Issue #624, opened 2022-06-27
Complete checkout in frontend returns execution reverted when order was created with sdk 


Lebski:
When I create an order with `createSellOrder` I can see the order on opensea.io, but I'm not able to purchase it. 

The returned in the console is: 
```Javascript
 "originalError": {
    "code": 3,
    "data": "0xfb5014fc2377ca19c4abe0fc1118f9526fd800bf94c1a012c593f07abf9bc0941c8fafa8",
    "message": "execution reverted"
  }
 ```

and originates in https://rinkeby.etherscan.io/address/0x00000000006c3852cbef3e08e8df289169ede581

When I decode the error I get: 
```javascript
{
  "method": "InvalidRestrictedOrder",
  "types": [
    "bytes32"
  ],
  "inputs": [
    "0xa5addc997d7ca41bcd0395e93e279e8436fabe2a21501e7145f5a0ea7ab2cfa5"
  ],
  "names": [
    "orderHash"
  ]
}
```

Code which was used to create the order: 

```javascript
const factorySellOrder = await seaport.createSellOrder({
            asset:
            {
                tokenId: tokenId,
                tokenAddress: tokenAddress,
                schemaName: WyvernSchemaName.ERC721,
                version: TokenStandardVersion.ERC721v3
            },
            // Also not work without schemaName
            accountAddress: sellerAddress,
            startAmount: price,
            listingTime: startUnix,
            expirationTime: endUnix,
        });
```
SDK version: 4.0.3

![image](https://user-images.githubusercontent.com/25309247/176033649-02745a21-e37f-41fe-8883-aa0540ee4133.png)

kicker1337:
same issue execution reverted { "originalError": { "code": 3, "data": "0xfb5014fca0bac144798db5c052f351b053c9c310d28a01a3b2f761165f71288f8b8e68bf", "message": "execution reverted" } }

gogogocheng:
same issue(but with createBuyOrder)
execution reverted { "originalError": { "code": 3, "data": "0xfb5014fc07b7be4ddbfee3798d5ac735eac921cee71272946f10b56011221bfd7e3dfb72", "message": "execution reverted" } }

Lebski:
Did you use an basic EREC721 contract? @gogogocheng and @kicker1337 ?

asghaier76:
[...]

PR #633, opened 2022-06-29
Update DEFAULT_ZONE_BY_NETWORK (rinkeby)

plondon:
While `0x9b814233894cd227f561b78cc65891aa55c62ad2` zone does not throw an error when trying to create an order, it does throw execution reverted when trying to fulfill that order. #624


jtaaa (approved):
🙏

PR #695, opened 2022-08-17
Update Fee Recipient to the Fee Collector

BCLeFevre:
This is updating the Fee Recipient to the Fee Collector that is at address `0x0000a26b00c1F0DF003000390027140000fAa719`.

Dev Comms will need to be given to inform users to update to the latest SDK before we stop accepting orders with the legacy fee recipient address.


sunwrobert (approved):

sunwrobert:
> This is updating the Fee Recipient to the Fee Collector that is at address `0x0000a26b00c1F0DF003000390027140000fAa719`.
> 
> Dev Comms will need to be given to inform users to update to the latest SDK before we stop accepting orders with the legacy fee recipient address.

Unfortunately this is already active, so we need to update now.

BCLeFevre:
> > This is updating the Fee Recipient to the Fee Collector that is at address `0x0000a26b00c1F0DF003000390027140000fAa719`.
> > Dev Comms will need to be given to inform users to update to the latest SDK before we stop accepting orders with the legacy fee recipient address.
> 
> Unfortunately this is already active, so we need to update now.

While this is active, we should still be accepting orders that use our old fee recipient as well.

robwilkes:
> > > This is updating the Fee Recipient to the Fee Collector that is at address `0x0000a26b00c1F0DF003000390027140000fAa719`.
> > > Dev Comms will need to be given to inform users to update to the latest SDK before we stop accepting orders with the legacy fee recipient address.
> > 
> > 
> > Unfortunately this is already active, so we need to update now.
> 
> While this is active, we should still be accepting orders that use our old fee recipient as well.

you were not, functionality broke for many people

PR #725, opened 2022-09-03
Update consideration items for multiple royalty collections

Racherin:
modify incorrect elements for considerationFeeItems array.


JoshuaSchmidt-OpenSea:
Function no longer exists

PR #728, opened 2022-09-06
a cleaner way to make sure `Fees` submap is the correct type

sunnyshapir:
No functionality change - just cleaner syntax :)

### DIFF
--- a/src/sdk.ts
+++ b/src/sdk.ts
@@ -726,7 +726,7 @@ export class OpenSeaSDK {
     const getConsiderationItemsFromSellerFees = (
       fees: Fees
     ): ConsiderationInputItem[] => {
-      const sellerFees = fees?.sellerFees as Map<string, number>;
+      const sellerFees = fees?.sellerFees;
       return Object.keys(sellerFees).map((recipient) =>
         getConsiderationItem(sellerFees.get(recipient) || 0, recipient)
       );
--- a/src/sdk.ts
+++ b/src/sdk.ts
@@ -726,7 +726,7 @@ export class OpenSeaSDK {
     const getConsiderationItemsFromSellerFees = (
       fees: Fees
     ): ConsiderationInputItem[] => {
-      const sellerFees = new Map(Object.entries(fees?.sellerFees));
+      const sellerFees = fees?.sellerFees as Map<string, number>;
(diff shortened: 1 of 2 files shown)


src/sdk.ts
```diff
@@ -726,7 +726,7 @@ export class OpenSeaSDK {
     const getConsiderationItemsFromSellerFees = (
       fees: Fees
     ): ConsiderationInputItem[] => {
-      const sellerFees = new Map(Object.entries(fees?.sellerFees));
+      const sellerFees = fees?.sellerFees as Map<string, number>;
```
cterech, line 729: did you test this?

sunnyshapir: yep covered in `fees.ts` from a prior pr

cterech (approved):

src/sdk.ts
royliu2, line 729: might be a dumb question but isn't `sellerFees` already a map according to the types? why do we need to coerce this here

royliu2 (approved):

src/sdk.ts
sunnyshapir: realizing now, i think alternative #2 in this pr description is required for that? https://github.com/ProjectOpenSea/opensea-js/pull/727 
this might be the better approach to avoid having to do the coercion anywhere else

sunwrobert: hmm, yeah I don't think we should be doing any manual casting for cleanliness

sunnyshapir: sounds good, i'll update the pr to just set it properly in `collectionFromJSON`

src/sdk.ts
```diff
@@ -726,7 +726,7 @@ export class OpenSeaSDK {
     const getConsiderationItemsFromSellerFees = (
       fees: Fees
     ): ConsiderationInputItem[] => {
-      const sellerFees = new Map(Object.entries(fees?.sellerFees));
+      const sellerFees = fees?.sellerFees;
```
sunwrobert, line 729: nit: unnecessary `?`

sunwrobert (approved):

0xIsshiki:
I think there might still be a bug in here. See https://github.com/ProjectOpenSea/opensea-js/pull/731 for my attempt to fix it.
==============================
About this task -
Wherever a line of the listing above contains the string "will", copy that line.

Solution -
Dev Comms will need to be given to inform users to update to the latest SDK before we stop accepting orders with the legacy fee recipient address.
> Dev Comms will need to be given to inform users to update to the latest SDK before we stop accepting orders with the legacy fee recipient address.
> > Dev Comms will need to be given to inform users to update to the latest SDK before we stop accepting orders with the legacy fee recipient address.
> > > Dev Comms will need to be given to inform users to update to the latest SDK before we stop accepting orders with the legacy fee recipient address.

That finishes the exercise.